第246章 克利墨诺斯:你跟我比后台?跟我比拼爹?

  夜色深沉,色雷斯王宫笼罩在一片诡异的寂静之中。

  忒瑞俄斯已经离开了,去处理那永远处理不完的“政务”。

  王后寝殿里,普洛克涅坐在床边,目光空洞地望着窗外。

  这段时间,普洛克涅几乎是以肉眼可见的速度干瘦了下去,整个人就像是快要燃尽的蜡烛,即将油尽灯枯。

  就在她准备像以往一样,在熬一整夜的时候,门被推开了。

  她抬起头,看到一个少年站在门口,他怀里抱着一个裹在衣服里的人,那人瘦得像一片枯叶,蜷缩在他怀里,像一只受伤的小动物。

  普洛克涅愣住了,她看着那张苍白的,布满泪痕,却无比熟悉,甚至算得上朝思暮想的脸,一时间竟然有些回不过神。

  “菲洛墨拉……”

  她喃喃地叫了一声,声音沙哑得几乎听不清。

  她站起来,踉跄了一下,差点摔倒:“菲洛墨拉……”

  克利墨诺斯把菲洛墨拉轻轻放在地上,扶着她站稳。

  菲洛墨拉站在那里,看着姐姐,看着那张同样憔悴的脸,眼泪一下子涌了出来。

  “姐姐!”

  普洛克涅扑过去,一把抱住她,用力的像是要把她揉进自己身体里。

  姐妹俩抱在一起痛哭,哭得浑身发抖,哭得喘不上气。

  那些压抑了太久的恐惧,绝望,委屈,那些说不出口的痛苦和羞耻,在这一刻全都化成了眼泪。

  “是我不好,是我不该让你来,是我害了你……”

  普洛克涅哭着说,声音断断续续。

  “不是你的错,不是……”菲洛墨拉同样哭的不行,声音哽咽。

  克利墨诺斯站在一旁,没有说话,只是静静地看着。

  他知道她们需要哭,需要把那些堵在心里的东西都哭出来,才能继续活下去。

  哭了很久,姐妹俩才渐渐平息下来。

  普洛克涅扶着菲洛墨拉坐下,给她擦眼泪,手抖却得厉害,怎么也擦不干净。

  “是他。”菲洛墨拉忽然开口,带着咬牙切齿的恨意:“是忒瑞俄斯。”

  “根本就没有山贼,是他把我关起来的,就关在城里面的一个木屋里,他对我……”剩下的话她没有说完,因为这太羞耻了,让她几乎抬不起头。

  普洛克涅的脸色瞬间变得惨白,她看着妹妹脖子上的红痕,手腕上的勒痕,那些藏在衣服下面的,她不敢去看的痕迹。

  她的身体开始发抖,声音也颤抖个不停:

  “他……他怎么敢……他怎么能……”

  她说不下去了,捂住嘴,干呕起来。

  她是他的妻子,她为他生了孩子,她信任他,把妹妹交给他,可他,可他在干什么?

  她忽然想起那些夜晚,那些她半夜醒来,他不在身边的夜晚。

  他说是去处理政务,她信了。

  他是国王,政务繁忙是常有的事。

  可她从来没有想过,他去的不是书房,不是议事厅,而是一间破旧的木屋,里面关着她的妹妹。

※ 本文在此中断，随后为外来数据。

PR #218, opened 2022-03-23
Specify navigateEvent.downloadRequest

### LINKED ISSUE #76: <a download> is a navigation; how does it interact with the navigation API?
Background: https://github.com/whatwg/html/issues/5548, which is basically about how `<a download>` is a type of navigation, even though the specs currently don't treat it as such.

This means the navigation API should have a well-defined interaction with such downloads, in the spec and tests. Speccing this properly might require fixing https://github.com/whatwg/html/issues/5548.

My instinct is that such downloads should not trigger the navigation API's `navigate` event.

domenic:
Closes #76.

@natechapin, please review!

@smaug---- @annevk any review you have time to provide would help validate that this is precise enough to be implemented interoperably, despite building on shaky foundations.

***
<a href="https://pr-preview.s3.amazonaws.com/WICG/navigation-api/pull/218.html" title="Last updated on Mar 25, 2022, 4:05 PM UTC (aaff835)">Preview</a> | <a href="https://pr-preview.s3.amazonaws.com/WICG/navigation-api/218/4a9fdaa...aaff835.html" title="Last updated on Mar 25, 2022, 4:05 PM UTC (aaff835)">Diff</a>

### DIFF
--- a/README.md
+++ b/README.md
@@ -26,7 +26,7 @@ An application or framework's centralized router can use the `navigate` event to
 
 ```js
 navigation.addEventListener("navigate", e => {
-  if (!e.canTransition || e.hashChange) {
+  if (!e.canTransition || e.hashChange || e.requestDownload !== null) {
     return;
   }
 
@@ -323,6 +323,8 @@ The event object has several useful properties:
 
 - `formData`: a [`FormData`](https://developer.mozilla.org/en-US/docs/Web/API/FormData) object containing form submission data, or `null` if the navigation is not a form submission.
 
+- `requestDownload`: a string or null, indicating whether this navigation was initiated by a `<a href="..." download>` link. If it was, then this will contain the value of the attribute (which could be the empty string).
+
 - `info`: any value passed by `navigation.navigate(url, { state, info })`, `navigation.back({ info })`, or similar, if the navigation was initiated by one of those methods and the `info` option was supplied. Otherwise, undefined. See [the example below](#example-using-info) for more.
 
 - `signal`: an [`AbortSignal`](https://developer.mozilla.org/en-US/docs/Web/API/AbortSignal) which can be monitored for when the navigation gets aborted.
@@ -358,8 +360,8 @@ navigation.addEventListener("navigate", e => {
     return;
   }
 
-  // Don't intercept fragment navigations.
-  if (e.hashChange) {
+  // Don't intercept fragment navigations or downloads.
+  if (e.hashChange || e.requestDownload !== null) {
     return;
   }
 
@@ -405,7 +407,7 @@ Sometimes it's desirable to handle back/forward navigations specially, e.g. reus
 ```js
 navigation.addEventListener("navigate", e => {
   // As before.
-  if (!e.canTransition || e.hashChange) {
+  if (!e.canTransition || e.hashChange || e.requestDownload !== null) {
     return;
   }
 
--- a/README.md
+++ b/README.md
@@ -26,7 +26,7 @@ An application or framework's centralized router can use the `navigate` event to
 
 ```js
 navigation.addEventListener("navigate", e => {
-  if (!e.canTransition || e.hashChange || e.requestDownload !== null) {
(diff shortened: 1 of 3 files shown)


README.md
```diff
@@ -405,7 +407,7 @@ Sometimes it's desirable to handle back/forward navigations specially, e.g. reus
 ```js
 navigation.addEventListener("navigate", e => {
   // As before.
-  if (!e.canTransition || e.hashChange) {
+  if (!e.canTransition || e.hashChange || e.requestDownload !== null) {
```
domenic, line 410: I wish there were a way to make this truthy for `<a download href="...">`. I feel like `if (!e.requestDownload)` might be a common mistake, which such no-filename `download=""`s would trigger.

The only things I can think of are:
- Use a sentinel filename like `"unknown"` for the `<a download>` case. (Ick.)
- Use two fields, `downloadRequested` and `downloadRequestFilename`. (Feels like a lot of API surface for such an edge case.)

spec.bs
```diff
@@ -1092,6 +1102,20 @@ enum NavigationNavigationType {
...
+    <p>Represents whether or not this navigation was requested to be a download, by using an <{a}> or <{area}> element's <{a/download}> attribute:
+
+    * If a download was not requested, then this property is null.
+    * If a download was requested, returns the filename that was supplied, via `<a download="filename" href="...">`. (This could be the empty string, as in the case of `<a download href="...">`.)
+
+    <p>Note that a download being requested does not always mean that a download will happen: for example, the download might be blocked by browser security policies, or end up being treated as a push navigation for <a href="https://github.com/whatwg/html/issues/7718" class="XXX">unspecified reasons</a>.
+
+    <p>Similarly, a navigation might end up being a download even if it was not requested to be one, due to the destination server responding with a `Content-Disposition: attachment` header.
+
+    <p>Finally, note that the {{Navigation/navigate}} event will not fire for at all for downloads initiated using browser UI affordances, e.g. those created by right-clicking and choosing to save the target of the link.
```
annevk, line 1116:
```suggestion
    <p>Finally, note that the {{Navigation/navigate}} event will not fire at all for downloads initiated using browser UI affordances, e.g., those created by right-clicking and choosing to save the target of the link.
```

annevk (commented):
This looks like a reasonable summary to me.

As for the API, maybe we could expose other getter(s) that group things folks typically want to filter these events on? Might be easier to judge once there's a bunch of code in the wild.

navigation_api.d.ts
```diff
@@ -118,6 +118,7 @@ declare class NavigateEvent extends Event {
   readonly destination: NavigationDestination;
   readonly signal: AbortSignal;
   readonly formData: FormData|null;
+  readonly requestDownlaod: string|null;
```
natechapin, line 121: downloadRequest

spec.bs
```diff
@@ -1216,6 +1240,7 @@ The <dfn attribute for="NavigationDestination">sameDocument</dfn> getter steps a
   To <dfn>fire a traversal `navigate` event</dfn> at a {{Navigation}} |navigation| given a [=session history entry=] <dfn for="fire a traversal navigate event">|destinationEntry|</dfn>, and an optional [=user navigation involvement=] <dfn for="fire a traversal navigate event">|userInvolvement|</dfn> (default "<code>[=user navigation involvement/none=]</code>"):
 
   1. Let |event| be the result of [=creating an event=] given {{NavigateEvent}}, in |navigation|'s [=relevant Realm=].
+  1. Set |event|'s [=NavigateEvent/classic history API serialized data=] to null.
```
natechapin, line 1243: I don't immediately see why this is necessary?

natechapin (approved):

spec.bs
domenic: This is kind of an unrelated bug fix where I'm trying to initialize all the fields of NavigateEvent every time I create it. Previously the language around classic history API serialized data was imprecisely talking about being "used conditionally" and then assuming that meant it was OK to not initialize it.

  她猛地站起来,眼睛红得像要滴血:“我要杀了他,我要杀了他……”

  “你杀不了他。”

  克利墨诺斯的声音从身后传来,平静却认真:“他是战神之子,是名扬天下的英雄,你连剑都握不稳,怎么杀他?”

  普洛克涅转过头看着他,眼泪又涌了出来。

  “那怎么办?难道就让他这样逍遥法外?”她说不下去了,捂住脸,眼泪汹涌而出。